La première recherche de DİSK sur ce sujet a été menée en 2017. Dans cette recherche, la question « Pensez-vous appartenir à une classe sociale ? s’adressa aux ouvriers. Alors que 37% des travailleurs ont déclaré ne pas se sentir appartenir à une classe sociale, seuls 37% ont déclaré le faire. En revanche, 26 % n’avaient aucune idée de ce problème.

L’étude de 2017 a interprété ce résultat comme suit :

“Cette situation montre que l’appartenance de classe et la conscience de la classe ouvrière sont faibles. Le fait de ne pas se sentir à sa place dans une classe sociale indique un sérieux problème de conscience. La faiblesse de l’identité de classe peut aussi être due à la prédominance d’autres identités innées.

Toujours dans la même enquête, le taux de travailleurs se définissant comme appartenant à la classe ouvrière n’était que de 36,7 % dans la question à choix multiples. La somme des taux qu’ils définissaient comme appartenant à la classe supérieure et à la classe moyenne était de 42,9 %. Cela montrait que la classe ouvrière était loin de découvrir son existence de classe.

EFFET DE L’ENVIRONNEMENT CONSERVATEUR

Dans l’enquête menée auprès des membres par le syndicat United Metal-İş (BMİS), un important syndicat de DİSK, en 1999, 44 pour cent des travailleurs de la métallurgie se considéraient comme appartenant à une classe sociale.

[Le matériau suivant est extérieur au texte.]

PR #247, opened 2025-02-13
Add `@tool.deprecated`

EricGustin:
## PR Description
Add the ability to mark a tool as deprecated and display the warning in the user's runtime. This PR also lays the foundation for future work for emitting other levels of logs (debug, info, etc) that occur during the tool's execution.

NOTE: Updates to the Arcade Clients (Python and JS) still need to be done before the deprecation warning is emitted, but this PR needs to be merged before those updates!

Let's cross our fingers that we'll never need to deprecate `@tool.deprecated`!

### Example

1. Mark your tool as deprecated
```python
from typing import Annotated

from arcade.sdk import tool


@tool.deprecated("Use the 'Math.AddInt' tool instead.") # order of decorators does not matter
@tool
def add(
    a: Annotated[int, "The first number"], b: Annotated[int, "The second number"]
) -> Annotated[int, "The sum of the two numbers"]:
"""
Add two numbers together
"""
return a + b
```

2. Call the deprecated tool
```python
from arcadepy import Arcade

client = Arcade()

tool_input = {"a": 9001, "b": 42}

response = client.tools.execute(
    tool_name="Math.Add",
    input=tool_input,
    user_id="me@example.com",
)
print(f"The result of adding {tool_input['a']} and {tool_input['b']} is: {response.output.value}")
```

3. Observe the DeprecationWarning:
``` 
❯ python examples/call_a_tool_directly.py 
/Users/ericgustin/repos/Team/arcade-ai/examples/call_a_tool_directly.py:22: DeprecationWarning: 'Math.Add' is deprecated: Use the `Math.AddInt` tool instead.
  response = client.tools.execute(
The result of adding 9001 and 42 is: 9043
```

### DIFF
--- a/arcade/arcade/core/executor.py
+++ b/arcade/arcade/core/executor.py
@@ -12,7 +12,7 @@ from arcade.core.errors import (
     ToolSerializationError,
 )
 from arcade.core.output import output_factory
-from arcade.core.schema import ToolCallOutput, ToolCallWarning, ToolContext, ToolDefinition
+from arcade.core.schema import ToolCallLog, ToolCallOutput, ToolContext, ToolDefinition
 
 
 class ToolExecutor:
@@ -29,6 +29,13 @@ class ToolExecutor:
         """
         Execute a callable function with validated inputs and outputs via Pydantic models.
         """
+        # only gathering deprecation log for now
+        tool_call_logs = []
+        if definition.deprecation_message:
+            tool_call_logs.append(
+                ToolCallLog(message=definition.deprecation_message, level="deprecation")
+            )
+
         try:
             # serialize the input model
             inputs = await ToolExecutor._serialize_input(input_model, **kwargs)
@@ -49,17 +56,8 @@ class ToolExecutor:
             # serialize the output model
             output = await ToolExecutor._serialize_output(output_model, results)
 
-            # gather any warnings
-            warnings = []
-            if definition.deprecation_message:
-                warnings.append(
-                    ToolCallWarning(
-                        message=definition.deprecation_message, warning_type="deprecation"
-                    )
-                )
-
             # return the output
-            return output_factory.success(data=output, warnings=warnings)
+            return output_factory.success(data=output, logs=tool_call_logs)
 
         except RetryableToolError as e:
             return output_factory.fail_retry(
--- a/arcade/arcade/core/executor.py
+++ b/arcade/arcade/core/executor.py
@@ -12,7 +12,7 @@ from arcade.core.errors import (
     ToolSerializationError,
 )
 from arcade.core.output import output_factory
-from arcade.core.schema import ToolCallOutput, ToolContext, ToolDefinition
+from arcade.core.schema import ToolCallOutput, ToolCallWarning, ToolContext, ToolDefinition
 
 
 class ToolExecutor:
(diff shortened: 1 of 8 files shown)


arcade/arcade/core/executor.py
```diff
@@ -49,8 +49,17 @@ async def run(
...
+            if definition.deprecation_message:
+                warnings.append(
+                    ToolCallWarning(
+                        message=definition.deprecation_message, warning_type="deprecation"
+                    )
+                )
+
             # return the output
-            return output_factory.success(data=output)
+            return output_factory.success(data=output, warnings=warnings)
```
EricGustin, line 62: only pass on the warnings if tool execution was successful. Thoughts?

nbarbettini: This makes sense strictly for this deprecation use case.

But thinking ahead: we will eventually want capture any number of logs (debug, info, warning, up to error) that could help someone understand why a particular tool failed. For example, a complex tool could emit logs as it steps through chunks of business logic, which would help someone pinpoint why it failed.
I'm OK if this isn't addressed in this PR, as long as it's filed for the future. 👍

arcade/arcade/core/output.py
```diff
@@ -14,9 +14,10 @@ def success(
         self,
         *,
         data: T | None = None,
+        warnings: list[ToolCallWarning] | None = None,
     ) -> ToolCallOutput:
         value = getattr(data, "result", "") if data else ""
-        return ToolCallOutput(value=value)
+        return ToolCallOutput(value=value, warnings=warnings)
```
nbarbettini, line 20: What about `logs` of type `ToolCallLog` which contain a `.level`?

EricGustin: Ok my initial thought was that we would have `ToolCallOutput(value=value, debugs, logs, warnings)` but your idea makes much more sense. Especially because it would maintain order between types of logs.

arcade/arcade/core/executor.py
EricGustin: addressed

arcade/arcade/core/schema.py
```diff
@@ -262,14 +262,20 @@ class ToolCallRequest(BaseModel):
...
     """The user-facing warning message."""
 
-    warning_type: Literal["deprecation"]
-    """The type of warning that occurred."""
+    level: Literal[
+        "debug",
+        "info",
+        "warning",
+        "error",
+        "deprecation",
```
nbarbettini, line 276: Why should `deprecation` be its own level, rather than being a `warning`?

EricGustin: I chose this way because deprecation felt like it is a special type of warning given that it is a warning about the tool itself, and not a warning that occurred during the execution of the tool.

I see your concern since typically the levels are debug, info, warning, error.

If we don't think it warrants its own level, then changing this would be very easy.

nbarbettini: Ah, I see what you mean by it being a special type. It could be useful to handle that type differently downstream.

To me, that feels like something that could go into a `type` field, rather than overloading `level` (since loglevels are a pretty well-defined thing in most code)

EricGustin: yep, an optional type field was the alternative. I'll see what I can come up with

EricGustin: I added `subtype` field to `ToolCallLog`.

nbarbettini (approved):
LGTM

Alors que ce taux se maintenait à 43 % en 2008, il est tombé à 14 % avec une baisse marquée dans l’enquête de 2017.

Cela montre que l’atmosphère politique conservatrice-nationaliste affecte sévèrement les travailleurs. En effet, dans cette enquête UNIS, les réponses données par les travailleurs à la question « à quelle identité vous identifiez-vous » sont les suivantes :

47 % se sont identifiés avec une identité religieuse, 19 % avec une identité nationaliste et 15 % avec une identité liée à leur région de naissance. En d’autres termes, 81 % des travailleurs avaient une identité plutôt qu’une appartenance de classe. Cependant, 14 % ont déclaré appartenir à la classe ouvrière. 5 pour cent étaient d’autres réponses.

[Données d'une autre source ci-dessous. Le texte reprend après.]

PR #249, opened 2025-02-13
Google toolkit: Search and create contacts POC

nbarbettini:
This is an initial sketch of what Contacts (People) API tools could look like. But I haven't yet thought like an MX Engineer @byrro 😉

### DIFF
--- a/toolkits/google/arcade_google/tools/contacts.py
+++ b/toolkits/google/arcade_google/tools/contacts.py
@@ -51,7 +51,7 @@ async def search_contacts(
     return {"contacts": primary_results}
 
 
-async def _warmup_cache(service):
+async def _warmup_cache(service) -> None:
     """
     Warm-up the search cache for contacts by sending a request with an empty query.
     This ensures that the lazy cache is updated for both primary contacts and other contacts.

LA BONNE CONSCIENCE N’EST PAS FORTE

Une autre conclusion de l’étude DİSK-AR de 2017 était que la sensibilisation des travailleurs aux droits n’était pas forte. Le taux de ceux qui considéraient le syndicat, les conventions collectives et le droit de grève comme “très importants” était inférieur à 20 %. Environ 25 % considéraient ces droits comme « sans importance », tandis que les autres les considéraient comme « ni importants ni sans importance ».

Dans la même recherche, il est très important de considérer que l’interdiction de la grève a été soutenue par environ 16 % des travailleurs syndiqués, tandis que 17 % ont dit « ni positif ni négatif », ce qui signifie que près d’un tiers des travailleurs syndiqués ont évalué l’utilisation de le droit de grève négativement ou sans importance.

Tous ces faits et constats, la vision que les travailleurs ont du système présidentiel, des syndicats et des partis politiques d’opposition doivent être soigneusement évalués. L’élévation de la conscience politique et de classe des travailleurs devrait être sérieusement envisagée dans la lutte de la gauche, des partis socialistes et des syndicats et une étude approfondie devrait être faite pour les élections de 2023.